To topple Uber we all need to be the littlest domino.
– Say: “Yes, get in.” to every potential passenger. Its your job to convey people around town. Obviously don’t be an idiot and make yourself late to turn in, put yourself in danger of assault or projectile vomit, but get the money into the cab and on the way, don’t waste a second in getting that ass in the seat and the meter on.
– Don’t decline a payment type or destination. It just makes you look like Uber wants you to look. Uber bad.
– Smile and wave, be polite to pedestrians and other users of the road. Other drivers, pedestrians and cyclists all love to hate us, so lets flip that script and show them how nice we are.
– Be nice to the “phonies” while placing your cab between them and their SHIT. Be a better product. One that is right in front of them ready to go. One that’s a step better than driverless cars. One they don’t have to wait for, give directions to, or share with strangers going to other places. One THEY KNOW IS ACTUALLY INSURED.
– Know where all the cab stands are in the city and take them back. They exist for a reason, use them.
– When the inevitable question happens: “Does Uber affect your business?” Don’t go into a tirade about how unfair/illegal/stupid it is; tell them that “Uber does’t affect my business, because I am a good cabbie, they are just in my way.”
– Drive fast and efficiently, without tossing the passenger around the back seat.

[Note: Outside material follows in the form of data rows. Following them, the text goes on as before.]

PR #3372, opened 2022-01-22
Fix port checking

lkiesow:
Opencast's start script includes a check for if the TCP port Opencast
wants to use is already in use. Unfortunately, this would also check if
you are connected to this host on another machine. This prevented me
from starting Opencast while I was accessing Opencast on another
machine.

This patch improves the situation by looking at local TCP ports only.

Reference: [`/proc/net/tcp`](https://www.kernel.org/doc/Documentation/networking/proc_net_tcp.txt)

### Your pull request should…

* [x] have a concise title
* [x] pass automated tests

### DIFF
--- a/assemblies/resources/bin/check_ports
+++ b/assemblies/resources/bin/check_ports
@@ -41,7 +41,7 @@ if [ "$PROGNAME" = "start-opencast" ] && [ "$nargs" -eq "0" ]; then
       return 0;
     fi
     if [ -d /proc/net ] ; then
-      if cat /proc/net/tcp* | awk '{print $2, $3, $4}' | grep " 0[1A]$" | grep -q "$hexPort"; then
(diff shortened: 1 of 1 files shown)


gregorydlogan (approved):
Looks reasonable (as much as reading the contents of /proc/net/tcp can be reasonable) and seems to work.  This is probably also going to resolve the issue I've been seeing where connecting to a remote Opencast instance on 8080, and then trying to start a completely unrelated local one would fail with port in use.

lkiesow:
That's exactly the reason I wrote this change.
The port check still isn't great though and there are more things which can fail
This just makes it a bit better.

The documentation I linked above also stated that these files are deprecated.
That makes me wonder if we want to keep this script around for long anyway.
Still, for now this works, and works better than it did before ;-)

gregorydlogan:
Long term yeah we should probably migrate to something using `tcp_diag`, but I suppose the question is whether this is present in a Mac env, and which version(s) of their OS do/do not have it.

PR #3384, opened 2022-01-26
Add DublinCore Catalog to Scheduler JSON

lkiesow:
This patch adds the episode Dublin Core catalog to the JSON version of
the capture agent calendars. The new JSON response will look like this:

```json
[
  {
    "agent": {…},
    "episode-dublincore": {…}
  }
]
```

### Your pull request should…

* [x] have a concise title
* [x] pass automated tests

### DIFF
--- a/modules/scheduler-impl/src/main/java/org/opencastproject/scheduler/endpoint/SchedulerRestService.java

– Make sure that back seat is clean and the cab smells good (Black Ice, Ozuim, Bounce…etc ) with the windows always cracked for fresh air. You don’t want the customer to smell your sweaty ass, the previous customer’s or your fart, the cigarette smell or dogshit someone tracked in. Smell is the first indicator to humans if something is rotten, so keep it fresh. A dollar a day for a new air freshener every shift becomes at least 10-20 back in your pocket.
– Be an ambassador to the city, you are a local that knows the city better than even some natives, show the customers.
– If you feel comfortable joke with the passenger about the traffic, bad drivers or dumb pedestrians. Keep it lighthearted and fun, not too negative. They should laugh or smile not wonder if you belong in an insane asylum.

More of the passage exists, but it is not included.